[Exercise]:
From the records below, copy out exactly the lines from the one containing "Issue #216, opened 2019-02-24" to the one containing "- [x] Handle control messages; #261", both included. Add nothing else.

[Data excerpts]:

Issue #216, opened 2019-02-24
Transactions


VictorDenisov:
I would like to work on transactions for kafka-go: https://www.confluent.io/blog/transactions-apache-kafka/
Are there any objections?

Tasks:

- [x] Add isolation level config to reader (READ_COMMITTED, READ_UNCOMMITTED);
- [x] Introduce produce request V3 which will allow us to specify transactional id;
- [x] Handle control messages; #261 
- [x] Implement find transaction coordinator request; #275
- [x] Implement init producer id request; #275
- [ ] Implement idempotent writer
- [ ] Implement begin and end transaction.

---

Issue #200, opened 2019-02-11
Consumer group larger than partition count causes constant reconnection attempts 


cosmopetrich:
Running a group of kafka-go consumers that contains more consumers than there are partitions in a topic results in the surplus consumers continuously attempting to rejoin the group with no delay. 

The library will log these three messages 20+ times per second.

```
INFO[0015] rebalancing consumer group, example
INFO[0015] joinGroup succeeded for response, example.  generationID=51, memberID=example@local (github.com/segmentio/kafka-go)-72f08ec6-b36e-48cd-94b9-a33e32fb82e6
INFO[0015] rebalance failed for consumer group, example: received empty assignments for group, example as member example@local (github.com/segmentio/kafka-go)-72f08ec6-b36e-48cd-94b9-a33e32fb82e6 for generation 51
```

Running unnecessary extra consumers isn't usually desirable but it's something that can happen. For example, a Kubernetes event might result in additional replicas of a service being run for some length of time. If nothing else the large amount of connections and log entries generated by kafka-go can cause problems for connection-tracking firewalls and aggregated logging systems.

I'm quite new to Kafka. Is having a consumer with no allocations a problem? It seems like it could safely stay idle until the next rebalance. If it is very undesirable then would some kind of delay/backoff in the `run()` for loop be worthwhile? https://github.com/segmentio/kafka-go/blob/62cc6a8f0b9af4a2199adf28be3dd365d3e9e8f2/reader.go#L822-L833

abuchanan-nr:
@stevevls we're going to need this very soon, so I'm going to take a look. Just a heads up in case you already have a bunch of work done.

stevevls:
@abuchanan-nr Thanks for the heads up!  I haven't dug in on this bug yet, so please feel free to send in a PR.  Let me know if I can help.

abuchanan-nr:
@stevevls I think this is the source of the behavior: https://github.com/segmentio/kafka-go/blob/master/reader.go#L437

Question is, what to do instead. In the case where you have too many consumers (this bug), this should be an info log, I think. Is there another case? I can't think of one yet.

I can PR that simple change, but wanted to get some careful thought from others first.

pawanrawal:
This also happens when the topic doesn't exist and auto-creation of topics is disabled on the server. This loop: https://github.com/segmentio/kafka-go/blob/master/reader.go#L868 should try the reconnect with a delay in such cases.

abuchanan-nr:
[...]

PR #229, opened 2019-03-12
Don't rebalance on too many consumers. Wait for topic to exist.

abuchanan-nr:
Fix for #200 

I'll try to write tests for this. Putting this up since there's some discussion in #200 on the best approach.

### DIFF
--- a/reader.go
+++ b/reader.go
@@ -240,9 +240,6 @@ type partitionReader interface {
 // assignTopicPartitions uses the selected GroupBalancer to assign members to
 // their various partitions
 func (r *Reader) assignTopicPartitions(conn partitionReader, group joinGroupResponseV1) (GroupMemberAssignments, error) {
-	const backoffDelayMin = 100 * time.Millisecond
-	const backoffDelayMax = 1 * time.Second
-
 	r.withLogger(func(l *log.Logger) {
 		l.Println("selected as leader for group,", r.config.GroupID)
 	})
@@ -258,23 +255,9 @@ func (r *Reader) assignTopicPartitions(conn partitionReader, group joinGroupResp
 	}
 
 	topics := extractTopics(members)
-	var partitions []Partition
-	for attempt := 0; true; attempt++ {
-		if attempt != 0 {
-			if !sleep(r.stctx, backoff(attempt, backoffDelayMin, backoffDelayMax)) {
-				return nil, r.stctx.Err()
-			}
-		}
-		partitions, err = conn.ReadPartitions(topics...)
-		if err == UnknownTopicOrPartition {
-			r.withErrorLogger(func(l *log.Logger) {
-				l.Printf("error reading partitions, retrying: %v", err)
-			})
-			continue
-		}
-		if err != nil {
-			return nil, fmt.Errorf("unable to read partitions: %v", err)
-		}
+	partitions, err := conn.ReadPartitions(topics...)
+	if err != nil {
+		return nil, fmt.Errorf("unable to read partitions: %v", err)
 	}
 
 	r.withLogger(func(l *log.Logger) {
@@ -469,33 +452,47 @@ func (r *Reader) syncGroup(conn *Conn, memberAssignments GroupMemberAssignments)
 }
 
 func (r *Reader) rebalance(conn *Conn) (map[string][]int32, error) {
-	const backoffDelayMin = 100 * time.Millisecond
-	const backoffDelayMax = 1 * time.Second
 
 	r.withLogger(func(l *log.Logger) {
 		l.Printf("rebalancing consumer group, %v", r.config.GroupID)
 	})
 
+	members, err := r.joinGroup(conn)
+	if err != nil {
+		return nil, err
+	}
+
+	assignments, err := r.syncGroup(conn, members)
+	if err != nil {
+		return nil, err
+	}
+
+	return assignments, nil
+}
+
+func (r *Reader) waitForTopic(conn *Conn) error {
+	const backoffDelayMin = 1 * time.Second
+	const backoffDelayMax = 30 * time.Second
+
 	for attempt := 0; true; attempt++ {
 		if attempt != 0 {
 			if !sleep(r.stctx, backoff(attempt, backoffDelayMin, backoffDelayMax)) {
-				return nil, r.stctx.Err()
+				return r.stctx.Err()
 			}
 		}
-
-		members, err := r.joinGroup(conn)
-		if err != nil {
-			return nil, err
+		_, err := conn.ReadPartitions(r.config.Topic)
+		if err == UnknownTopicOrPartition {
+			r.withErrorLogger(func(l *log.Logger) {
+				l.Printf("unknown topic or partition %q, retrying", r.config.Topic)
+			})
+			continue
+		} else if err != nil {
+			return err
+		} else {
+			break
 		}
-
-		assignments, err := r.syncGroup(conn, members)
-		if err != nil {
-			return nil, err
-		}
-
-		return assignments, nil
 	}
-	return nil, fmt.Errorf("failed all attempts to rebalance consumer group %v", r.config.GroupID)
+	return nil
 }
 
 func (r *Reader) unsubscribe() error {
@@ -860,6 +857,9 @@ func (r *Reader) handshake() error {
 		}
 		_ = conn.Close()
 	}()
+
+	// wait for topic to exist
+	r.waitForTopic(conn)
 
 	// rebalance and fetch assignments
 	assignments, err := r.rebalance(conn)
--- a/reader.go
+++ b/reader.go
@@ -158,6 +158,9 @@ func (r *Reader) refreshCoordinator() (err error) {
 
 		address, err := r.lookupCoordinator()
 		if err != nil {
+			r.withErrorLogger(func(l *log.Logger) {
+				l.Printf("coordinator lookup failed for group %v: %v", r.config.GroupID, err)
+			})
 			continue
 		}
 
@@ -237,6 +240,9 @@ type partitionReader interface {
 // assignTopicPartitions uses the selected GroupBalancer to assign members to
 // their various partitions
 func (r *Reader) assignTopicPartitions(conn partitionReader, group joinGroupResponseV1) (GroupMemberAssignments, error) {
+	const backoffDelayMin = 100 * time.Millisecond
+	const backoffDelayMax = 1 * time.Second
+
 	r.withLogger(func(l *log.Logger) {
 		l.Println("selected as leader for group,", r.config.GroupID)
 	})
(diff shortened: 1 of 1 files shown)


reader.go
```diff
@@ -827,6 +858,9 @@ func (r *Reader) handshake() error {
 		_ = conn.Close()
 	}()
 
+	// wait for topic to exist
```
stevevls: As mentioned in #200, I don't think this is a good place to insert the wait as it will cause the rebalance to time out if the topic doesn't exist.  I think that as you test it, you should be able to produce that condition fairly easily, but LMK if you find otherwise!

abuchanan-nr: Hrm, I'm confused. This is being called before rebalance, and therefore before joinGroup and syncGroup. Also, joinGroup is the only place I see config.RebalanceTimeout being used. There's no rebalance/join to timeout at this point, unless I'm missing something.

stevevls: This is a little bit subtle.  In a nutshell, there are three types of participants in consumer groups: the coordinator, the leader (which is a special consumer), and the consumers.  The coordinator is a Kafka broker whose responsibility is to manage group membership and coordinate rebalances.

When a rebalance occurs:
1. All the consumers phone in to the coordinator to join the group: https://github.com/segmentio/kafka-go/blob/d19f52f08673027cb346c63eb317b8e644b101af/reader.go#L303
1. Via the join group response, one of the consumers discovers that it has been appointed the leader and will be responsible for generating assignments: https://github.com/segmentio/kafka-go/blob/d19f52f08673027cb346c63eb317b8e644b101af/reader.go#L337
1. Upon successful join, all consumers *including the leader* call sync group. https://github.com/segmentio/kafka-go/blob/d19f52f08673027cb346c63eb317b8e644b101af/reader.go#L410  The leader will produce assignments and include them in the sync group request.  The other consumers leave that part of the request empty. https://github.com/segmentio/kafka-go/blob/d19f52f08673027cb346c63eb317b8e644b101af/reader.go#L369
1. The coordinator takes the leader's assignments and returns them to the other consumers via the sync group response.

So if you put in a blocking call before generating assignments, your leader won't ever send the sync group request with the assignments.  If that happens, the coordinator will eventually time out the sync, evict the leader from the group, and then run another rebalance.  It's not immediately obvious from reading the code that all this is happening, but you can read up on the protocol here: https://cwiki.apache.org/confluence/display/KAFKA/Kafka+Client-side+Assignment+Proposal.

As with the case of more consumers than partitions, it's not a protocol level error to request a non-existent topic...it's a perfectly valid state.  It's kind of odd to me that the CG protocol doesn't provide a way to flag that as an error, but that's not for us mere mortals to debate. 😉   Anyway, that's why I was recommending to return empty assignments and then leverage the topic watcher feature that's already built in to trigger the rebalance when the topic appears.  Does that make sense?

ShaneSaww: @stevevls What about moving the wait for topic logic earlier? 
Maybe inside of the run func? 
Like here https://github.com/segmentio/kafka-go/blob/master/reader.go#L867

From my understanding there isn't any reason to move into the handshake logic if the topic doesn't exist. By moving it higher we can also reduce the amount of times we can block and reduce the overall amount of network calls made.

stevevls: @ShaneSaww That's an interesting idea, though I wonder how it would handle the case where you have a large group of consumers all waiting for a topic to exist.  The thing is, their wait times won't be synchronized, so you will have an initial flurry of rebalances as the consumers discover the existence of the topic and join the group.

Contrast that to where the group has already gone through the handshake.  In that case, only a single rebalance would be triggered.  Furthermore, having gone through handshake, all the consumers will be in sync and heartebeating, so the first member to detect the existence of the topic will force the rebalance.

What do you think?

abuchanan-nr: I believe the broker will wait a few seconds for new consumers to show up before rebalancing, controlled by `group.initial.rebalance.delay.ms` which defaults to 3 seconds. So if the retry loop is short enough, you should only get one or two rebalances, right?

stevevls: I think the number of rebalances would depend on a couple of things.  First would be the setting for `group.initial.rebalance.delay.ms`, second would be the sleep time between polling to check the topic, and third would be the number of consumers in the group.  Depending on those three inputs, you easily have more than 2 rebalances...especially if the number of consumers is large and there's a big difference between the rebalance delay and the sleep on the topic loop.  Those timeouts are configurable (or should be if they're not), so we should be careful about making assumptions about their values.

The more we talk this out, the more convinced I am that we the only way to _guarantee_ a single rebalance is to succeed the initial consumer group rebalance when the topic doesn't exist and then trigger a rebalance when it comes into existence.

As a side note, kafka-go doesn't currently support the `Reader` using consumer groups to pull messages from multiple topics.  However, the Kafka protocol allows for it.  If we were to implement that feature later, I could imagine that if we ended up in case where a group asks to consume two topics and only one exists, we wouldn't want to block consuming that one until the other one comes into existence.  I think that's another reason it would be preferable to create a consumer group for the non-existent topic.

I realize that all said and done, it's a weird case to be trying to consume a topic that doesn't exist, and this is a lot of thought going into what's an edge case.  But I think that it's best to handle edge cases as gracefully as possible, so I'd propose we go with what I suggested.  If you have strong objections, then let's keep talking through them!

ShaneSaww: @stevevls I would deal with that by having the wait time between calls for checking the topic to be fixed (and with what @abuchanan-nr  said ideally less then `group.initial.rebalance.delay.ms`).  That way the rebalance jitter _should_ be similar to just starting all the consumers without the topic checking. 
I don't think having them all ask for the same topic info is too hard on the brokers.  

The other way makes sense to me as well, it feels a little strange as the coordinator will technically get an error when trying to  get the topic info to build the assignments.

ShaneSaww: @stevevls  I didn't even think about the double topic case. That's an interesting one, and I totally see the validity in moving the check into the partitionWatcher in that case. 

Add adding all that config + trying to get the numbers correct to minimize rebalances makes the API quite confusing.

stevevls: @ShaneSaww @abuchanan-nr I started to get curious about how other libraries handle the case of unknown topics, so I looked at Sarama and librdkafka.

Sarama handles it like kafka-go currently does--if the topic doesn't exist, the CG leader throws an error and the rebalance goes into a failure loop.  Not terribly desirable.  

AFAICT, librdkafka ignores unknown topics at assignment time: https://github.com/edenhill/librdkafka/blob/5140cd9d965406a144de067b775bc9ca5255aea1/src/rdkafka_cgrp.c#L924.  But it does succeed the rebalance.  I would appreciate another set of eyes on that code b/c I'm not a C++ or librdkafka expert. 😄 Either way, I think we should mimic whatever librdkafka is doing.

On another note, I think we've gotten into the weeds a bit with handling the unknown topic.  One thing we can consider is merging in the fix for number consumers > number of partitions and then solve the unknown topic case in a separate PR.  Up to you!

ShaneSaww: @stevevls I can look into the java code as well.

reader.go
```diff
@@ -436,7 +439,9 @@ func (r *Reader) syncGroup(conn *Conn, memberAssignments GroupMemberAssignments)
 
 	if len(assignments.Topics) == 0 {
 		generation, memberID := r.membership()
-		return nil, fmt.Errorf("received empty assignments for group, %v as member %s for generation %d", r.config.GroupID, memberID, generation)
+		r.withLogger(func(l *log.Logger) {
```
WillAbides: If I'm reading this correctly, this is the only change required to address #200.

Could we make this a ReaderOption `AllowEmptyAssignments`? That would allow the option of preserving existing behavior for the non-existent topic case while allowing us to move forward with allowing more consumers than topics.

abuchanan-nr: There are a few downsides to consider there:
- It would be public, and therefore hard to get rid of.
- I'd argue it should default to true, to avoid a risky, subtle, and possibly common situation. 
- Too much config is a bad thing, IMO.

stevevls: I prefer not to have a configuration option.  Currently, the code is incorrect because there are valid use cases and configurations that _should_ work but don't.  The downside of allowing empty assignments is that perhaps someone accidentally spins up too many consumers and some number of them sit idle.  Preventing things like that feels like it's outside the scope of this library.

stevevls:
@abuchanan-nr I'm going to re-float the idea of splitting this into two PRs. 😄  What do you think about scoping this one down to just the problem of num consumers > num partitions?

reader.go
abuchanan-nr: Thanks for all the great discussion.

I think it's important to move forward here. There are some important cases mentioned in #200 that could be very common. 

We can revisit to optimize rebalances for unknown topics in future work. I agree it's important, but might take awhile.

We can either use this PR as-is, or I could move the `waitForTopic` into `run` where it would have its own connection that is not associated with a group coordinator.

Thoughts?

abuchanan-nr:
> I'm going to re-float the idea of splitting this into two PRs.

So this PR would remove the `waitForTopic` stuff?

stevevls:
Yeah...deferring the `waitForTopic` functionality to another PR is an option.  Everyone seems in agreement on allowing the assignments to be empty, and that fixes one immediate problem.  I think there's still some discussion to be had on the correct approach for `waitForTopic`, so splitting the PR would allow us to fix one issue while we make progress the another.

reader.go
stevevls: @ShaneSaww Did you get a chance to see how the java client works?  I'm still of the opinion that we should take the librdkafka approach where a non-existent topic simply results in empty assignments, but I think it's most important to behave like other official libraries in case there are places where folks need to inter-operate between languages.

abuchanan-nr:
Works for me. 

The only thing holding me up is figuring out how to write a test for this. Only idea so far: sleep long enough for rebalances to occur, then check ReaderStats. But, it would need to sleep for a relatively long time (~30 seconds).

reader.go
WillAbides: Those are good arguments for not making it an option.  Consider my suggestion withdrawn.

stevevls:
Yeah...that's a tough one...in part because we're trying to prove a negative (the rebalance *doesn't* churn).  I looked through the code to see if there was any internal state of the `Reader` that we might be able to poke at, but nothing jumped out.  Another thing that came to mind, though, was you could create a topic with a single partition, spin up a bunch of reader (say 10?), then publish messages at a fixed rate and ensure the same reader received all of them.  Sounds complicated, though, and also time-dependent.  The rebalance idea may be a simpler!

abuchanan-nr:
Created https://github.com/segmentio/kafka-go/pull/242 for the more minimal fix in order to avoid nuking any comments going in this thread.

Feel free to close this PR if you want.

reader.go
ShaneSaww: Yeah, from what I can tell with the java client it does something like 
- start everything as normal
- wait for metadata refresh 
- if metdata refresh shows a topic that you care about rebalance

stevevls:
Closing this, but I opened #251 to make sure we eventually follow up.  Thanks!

* * *

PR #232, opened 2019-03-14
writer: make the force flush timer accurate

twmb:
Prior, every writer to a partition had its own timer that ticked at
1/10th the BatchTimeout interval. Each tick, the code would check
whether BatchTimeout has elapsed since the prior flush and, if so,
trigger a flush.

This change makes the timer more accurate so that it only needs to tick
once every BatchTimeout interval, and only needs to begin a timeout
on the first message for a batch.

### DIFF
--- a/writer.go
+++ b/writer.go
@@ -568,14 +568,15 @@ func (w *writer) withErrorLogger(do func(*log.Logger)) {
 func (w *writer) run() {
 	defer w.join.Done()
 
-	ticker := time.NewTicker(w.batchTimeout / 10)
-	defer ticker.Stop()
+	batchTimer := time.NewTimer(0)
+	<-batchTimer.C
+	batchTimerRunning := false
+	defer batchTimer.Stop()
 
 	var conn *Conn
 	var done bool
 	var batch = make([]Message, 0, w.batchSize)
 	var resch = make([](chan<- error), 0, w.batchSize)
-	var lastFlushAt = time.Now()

[Answer to the exercise]:
Issue #216, opened 2019-02-24
Transactions


VictorDenisov:
I would like to work on transactions for kafka-go: https://www.confluent.io/blog/transactions-apache-kafka/
Are there any objections?

Tasks:

- [x] Add isolation level config to reader (READ_COMMITTED, READ_UNCOMMITTED);
- [x] Introduce produce request V3 which will allow us to specify transactional id;
- [x] Handle control messages; #261 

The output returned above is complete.